■ **WHAT THE EXERCISE ASKS**: Give back the data below exactly as it was given.

■ **RECORD SET**:
PR #511, opened 2026-06-26
feat: auto-redirect users to their league if they belong to only one total

dhjr:
## Summary
Updates the dashboard and leagues routing logic to automatically redirect users directly to their league page if they only belong to a single league, regardless of the league's current phase or status (draft, active, scheduled, etc.).

## Type of Change
- [x] Bug fix
- [ ] New feature
- [ ] UI/UX improvement
- [ ] Documentation

## Changes Made
- **`src/app/(app)/dashboard/page.tsx`**: Updated the server-side logic to immediately redirect users with `leagues.length === 1` to their single league, bypassing the active status check.
- **`src/app/(app)/leagues/page.tsx`**: Mirrored this behavior in the client-side `useEffect` hook so that clicking the "MFL Dashboard" navigation button handles the single-league edge case consistently.

## How to Test
1. Log in to an account that belongs to exactly one league (ensure the league is in a non-active phase like `draft` or `launched`).
2. Click the "MFL Dashboard" link in the navigation sidebar (or the MFL logo).
3. Verify that you are immediately redirected to `/leagues/[league_id]` instead of hanging on the `/dashboard` or `/leagues` overview page.

## Checklist


blackhathckr (commented):
## Review

Clean and simple. Two files changed, both doing the same thing — if user belongs to exactly 1 league (any status), skip the league selection page and go straight to it.

**dashboard/page.tsx (SSR):** server-side redirect before rendering — good.
**leagues/page.tsx (client):** client-side useEffect redirect — mirrors the server logic correctly.

One concern:

The old behavior was: redirect only if the user has exactly 1 **active** league. The new behavior redirects even if the single league is in draft/scheduled/ended state. Is this intentional? If the user's only league is ended, they land on an ended league page with no way to go back to the leagues list to create/join a new one (since /leagues auto-redirects them back). Think about whether there should be at least a back/exit affordance on the league page.

Otherwise, the removed DumbbellLoading and PwaHeroInstall imports — these were unused? Verify they are not referenced elsewhere in the file before removing.

Looks good overall. Minor edge case to consider above.

blackhathckr (approved):
Fixed the ended-league redirect loop edge case. LGTM.

PR #517, opened 2026-06-28
fix: populate Team dropdown from teamleagues instead of inferred from…

GitGuru-sudo:
## Summary
Team dropdown in Manual Entry now sources its options from the `teamleagues` table (all teams in the league) instead of inferring them from the filtered member list. Previously, if no players were assigned to a team, `teamOptions` was empty and the dropdown showed nothing but "All teams".

## Related Issue
Closes # —

## Type of Change
- [x] Bug fix

## Changes Made
- **`route.ts`**: Added a query to `teamleagues` → `teams` to fetch the league's actual teams and return them as `teams` in the GET response alongside `data` (members).
- **`page.tsx`**: `teamOptions` now derives from the response's `teams` array instead of extracting team names from members. Player filtering by team still uses the member's `team_name` — both sources originate from the same `teams` table, so they match exactly.

## How to Test
1. Create a league with teams but leave players unassigned to any team.
2. Navigate to Manual Entry (`/leagues/[id]/manual-entry`).
3. **Team dropdown should show all league team names** (previously empty).
4. Select a team — player dropdown shows correctly filtered members (if any are assigned) or is empty (correct state).
5. Assign some players to teams, repeat — team dropdown still shows all teams, player filtering works correctly.
6. Verified manually on local dev server — logic works correctly for both scenarios (teams with and without assigned members).

## Checklist


blackhathckr (changes requested):
## Review: Fix Team dropdown in manual entry

Core approach is correct — querying \`teamleagues\` is the right source of truth for league-team associations. Shows all teams even if they have no assigned members.

### Issues

**1. Silent error swallowing (must fix)**
\`src/app/api/leagues/[id]/manual-entry/route.ts\` — When \`teamleagues\` query fails, error is logged but response returns \`{ success: true, teams: [] }\`. User sees no teams and no error indication. Before this PR, teams were at least inferred from members.

**Fix:** Either return a 500 when the teams query fails, or fall back to inferring teams from members when \`teams\` is empty.

**2. \`normalizedTeamName\` inconsistency (must fix)**
\`src/app/(app)/leagues/[id]/manual-entry/page.tsx\` — Removed from \`teamOptions\` (now uses raw \`t.team_name\`) but still applied in \`filteredMembers\`. If team name has trailing whitespace, the dropdown value and filter comparison could diverge.

**Fix:** Remove \`normalizedTeamName\` from \`filteredMembers\` too — the server now guarantees non-null, clean team names via the \`.filter()\`.

**3. NIT: Type guard missing**
The \`.filter((t) => t.team_name !== null)\` doesn't narrow the type because of the \`any\` mapping. Use: \`.filter((t): t is { team_id: string; team_name: string } => t.team_name !== null)\`

**4. NIT: PR body says \`Closes # —\` with no actual issue number.** Remove or link the correct issue.

### What looks good
- Auth checks intact (getAuthUser + role check)
- Additive response shape change (won't break existing consumers)
- Correct scoping with \`.eq('league_id', leagueId)\`

Fix all issues, then re-request review.

blackhathckr (approved):
## Re-review: PR #517 — Fix Team dropdown in manual entry

All 4 issues from the original review are fixed:

1. **Silent error swallowing** — ✅ Returns `500` with `{ error: 'Failed to fetch teams' }` when `teamleagues` query fails
2. **`normalizedTeamName` inconsistency** — ✅ `normalizedTeamName` function completely removed. Both `teamOptions` and `filteredMembers` now use raw `team_name` from server
3. **Type guard missing** — ✅ Proper type guard with `ManualEntryTeam` interface: `.filter((t): t is ManualEntryTeam => t.team_name !== null)`
4. **Added proper interfaces** — `TeamLeagueRow` and `ManualEntryTeam` for type safety

Client-side correctly consumes `json.teams` from the updated response shape with new `TeamOption` interface.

■ **TASK SOLUTION**:
PR #511, opened 2026-06-26
feat: auto-redirect users to their league if they belong to only one total

dhjr:
## Summary
Updates the dashboard and leagues routing logic to automatically redirect users directly to their league page if they only belong to a single league, regardless of the league's current phase or status (draft, active, scheduled, etc.).

## Type of Change
- [x] Bug fix
- [ ] New feature
- [ ] UI/UX improvement
- [ ] Documentation

## Changes Made
- **`src/app/(app)/dashboard/page.tsx`**: Updated the server-side logic to immediately redirect users with `leagues.length === 1` to their single league, bypassing the active status check.
- **`src/app/(app)/leagues/page.tsx`**: Mirrored this behavior in the client-side `useEffect` hook so that clicking the "MFL Dashboard" navigation button handles the single-league edge case consistently.

## How to Test
1. Log in to an account that belongs to exactly one league (ensure the league is in a non-active phase like `draft` or `launched`).
2. Click the "MFL Dashboard" link in the navigation sidebar (or the MFL logo).
3. Verify that you are immediately redirected to `/leagues/[league_id]` instead of hanging on the `/dashboard` or `/leagues` overview page.

## Checklist


blackhathckr (commented):
## Review

Clean and simple. Two files changed, both doing the same thing — if user belongs to exactly 1 league (any status), skip the league selection page and go straight to it.

**dashboard/page.tsx (SSR):** server-side redirect before rendering — good.
**leagues/page.tsx (client):** client-side useEffect redirect — mirrors the server logic correctly.

One concern:

The old behavior was: redirect only if the user has exactly 1 **active** league. The new behavior redirects even if the single league is in draft/scheduled/ended state. Is this intentional? If the user's only league is ended, they land on an ended league page with no way to go back to the leagues list to create/join a new one (since /leagues auto-redirects them back). Think about whether there should be at least a back/exit affordance on the league page.

Otherwise, the removed DumbbellLoading and PwaHeroInstall imports — these were unused? Verify they are not referenced elsewhere in the file before removing.

Looks good overall. Minor edge case to consider above.

blackhathckr (approved):
Fixed the ended-league redirect loop edge case. LGTM.

PR #517, opened 2026-06-28
fix: populate Team dropdown from teamleagues instead of inferred from…

GitGuru-sudo:
## Summary
Team dropdown in Manual Entry now sources its options from the `teamleagues` table (all teams in the league) instead of inferring them from the filtered member list. Previously, if no players were assigned to a team, `teamOptions` was empty and the dropdown showed nothing but "All teams".

## Related Issue
Closes # —

## Type of Change
- [x] Bug fix

## Changes Made
- **`route.ts`**: Added a query to `teamleagues` → `teams` to fetch the league's actual teams and return them as `teams` in the GET response alongside `data` (members).
- **`page.tsx`**: `teamOptions` now derives from the response's `teams` array instead of extracting team names from members. Player filtering by team still uses the member's `team_name` — both sources originate from the same `teams` table, so they match exactly.

## How to Test
1. Create a league with teams but leave players unassigned to any team.
2. Navigate to Manual Entry (`/leagues/[id]/manual-entry`).
3. **Team dropdown should show all league team names** (previously empty).
4. Select a team — player dropdown shows correctly filtered members (if any are assigned) or is empty (correct state).
5. Assign some players to teams, repeat — team dropdown still shows all teams, player filtering works correctly.
6. Verified manually on local dev server — logic works correctly for both scenarios (teams with and without assigned members).

## Checklist


blackhathckr (changes requested):
## Review: Fix Team dropdown in manual entry

Core approach is correct — querying \`teamleagues\` is the right source of truth for league-team associations. Shows all teams even if they have no assigned members.

### Issues

**1. Silent error swallowing (must fix)**
\`src/app/api/leagues/[id]/manual-entry/route.ts\` — When \`teamleagues\` query fails, error is logged but response returns \`{ success: true, teams: [] }\`. User sees no teams and no error indication. Before this PR, teams were at least inferred from members.

**Fix:** Either return a 500 when the teams query fails, or fall back to inferring teams from members when \`teams\` is empty.

**2. \`normalizedTeamName\` inconsistency (must fix)**
\`src/app/(app)/leagues/[id]/manual-entry/page.tsx\` — Removed from \`teamOptions\` (now uses raw \`t.team_name\`) but still applied in \`filteredMembers\`. If team name has trailing whitespace, the dropdown value and filter comparison could diverge.

**Fix:** Remove \`normalizedTeamName\` from \`filteredMembers\` too — the server now guarantees non-null, clean team names via the \`.filter()\`.

**3. NIT: Type guard missing**
The \`.filter((t) => t.team_name !== null)\` doesn't narrow the type because of the \`any\` mapping. Use: \`.filter((t): t is { team_id: string; team_name: string } => t.team_name !== null)\`

**4. NIT: PR body says \`Closes # —\` with no actual issue number.** Remove or link the correct issue.

### What looks good
- Auth checks intact (getAuthUser + role check)
- Additive response shape change (won't break existing consumers)
- Correct scoping with \`.eq('league_id', leagueId)\`

Fix all issues, then re-request review.

blackhathckr (approved):
## Re-review: PR #517 — Fix Team dropdown in manual entry

All 4 issues from the original review are fixed:

1. **Silent error swallowing** — ✅ Returns `500` with `{ error: 'Failed to fetch teams' }` when `teamleagues` query fails
2. **`normalizedTeamName` inconsistency** — ✅ `normalizedTeamName` function completely removed. Both `teamOptions` and `filteredMembers` now use raw `team_name` from server
3. **Type guard missing** — ✅ Proper type guard with `ManualEntryTeam` interface: `.filter((t): t is ManualEntryTeam => t.team_name !== null)`
4. **Added proper interfaces** — `TeamLeagueRow` and `ManualEntryTeam` for type safety

Client-side correctly consumes `json.teams` from the updated response shape with new `TeamOption` interface.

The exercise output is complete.